• _REQUIRED WORK_
Where a line of the records contains the word "systemd", show that line.
● ● ● ● ●
PR #582, opened 2020-10-10
Use default value if _SC_GETPW_R_SIZE_MAX is unavailable.

ericonr:
sysconf may return -1 if the value is unlimited.

Based on #220


aschnell:
Thanks, look fine.

PR #583, opened 2020-10-10
Search for GNU compatible gettext implementation

ericonr:
snapper uses a GNU specific symbol in gettext (_nl_msg_cat_cntr), which
is not provided by musl's gettext implementation.

Based on #220

### DIFF
--- a/configure.ac
+++ b/configure.ac
@@ -183,6 +183,9 @@ fi
 
 AC_CHECK_HEADER(acl/libacl.h,[],[AC_MSG_ERROR([Cannout find libacl headers. Please install libacl-devel])])
 
+AM_GNU_GETTEXT_VERSION([0.18.1])
+AM_GNU_GETTEXT([external])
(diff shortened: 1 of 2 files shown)


aschnell:
I would prefer to drop the own Regex class and use C++ regexes instead. I plan to look into that this week.

aschnell:
Now C++11 regexes are used, see https://github.com/openSUSE/snapper/pull/595.

Unfortunately since the zypp-plugin used the own Regex class and potentially problems during upgrades have to be avoided, the Regex class is still present. I assume that zypp-plugin is only used on SUSE so you should be fine by simply remove Regex.{cc,h} from Makefile.am.

ericonr:
@aschnell would it be okay to make a PR to make the plugin optional? Either way, thank you!

aschnell:
There is already the ```--disable-zypp``` switch.

Issue #659, opened 2021-06-15
securelibdir determined incorrectly on riscv


GreatEmerald:
We have a report that on the riscv architecture, the install script misdetects the library path for pam_snapper.so and puts it into a directory with the ABI name rater than in a lib directory. I'm guessing the `$(libdir)` is wrongly determined here:

https://github.com/openSUSE/snapper/blob/23a6bdfefa49b737557b04237d29e93fc3b4f435/pam/Makefile.am#L11

It gets installed into `/lp64d/security/`, which does not exist.

Downstream bug report: https://bugs.gentoo.org/796179

aschnell:
So is libdir = /usr/lp64d and the correct dir for pam plugins is /lib64?

GreatEmerald:
From what I can tell, libdir = /lp64d, no /usr. I'm not entirely certain what the correct dir is, it's either lib or lib64.

aschnell:
Also see https://github.com/linux-pam/linux-pam/issues/256.

aschnell:
The reference to linux-pam shows that an automatic detection of the correct path is no far provided.

I have added the configure option ```--with-pam-security``` that can be used if the default does not fit.

PR #660, opened 2021-06-16
- added configure option for location of PAM module

aschnell:
See https://github.com/openSUSE/snapper/issues/659.


DimStar77:
pam-devel brings a macros.pam, defining the corresponding value as `%{_pamdir}` - valid since SLE15 (with update channe)

PR #677, opened 2021-11-01
Add musl libc support

leonardohn:
The musl libc provides libintl (similar to glibc) but does not use the same internals, so snapper fails to link due to missing _nl_msg_cat_cntr symbol. As the Regex class is signed as obsolete, one simple solution for this issue is to remove this class.


aschnell:
That breaks the ABI and thus the major version of libsnapper has to be increased. I do not want to do that just for a tiny cleanup. You can simply remove the line in Makefile.am during build. Also see https://github.com/openSUSE/snapper/pull/595.

PR #680, opened 2021-11-24
Add Bash completion

ianjazz246:
Bash completion based on #278


aschnell:
Looks fine so far.

I merge it now and do the additions to spec and dsc files.

PR #689, opened 2022-01-28
add glibc-locale buildrequires for suse like distros

dirkmueller:
The testsuite uses locales from non glibc-locale-base so we need the explicit buildrequires.

Also cleanup the spec file a little while being at it.


dirkmueller:
whoops, this is already in.

PR #706, opened 2022-04-18
Manpage: cron -> systemd

tacerus:
Signed-off-by: Georg Pfuetzenreuter <mail@georg-pfuetzenreuter.net>

Hi,

I think this line in the manpage could use an update, as I could not find cron-jobs for snapper on a new Tumbleweed install - only the systemd timers seem to exist.

Best,
Georg

### DIFF
--- a/doc/snapper.xml.in
+++ b/doc/snapper.xml.in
● ● ● ● ●
• _SOLUTION FOR THIS TASK_
Manpage: cron -> systemd
I think this line in the manpage could use an update, as I could not find cron-jobs for snapper on a new Tumbleweed install - only the systemd timers seem to exist.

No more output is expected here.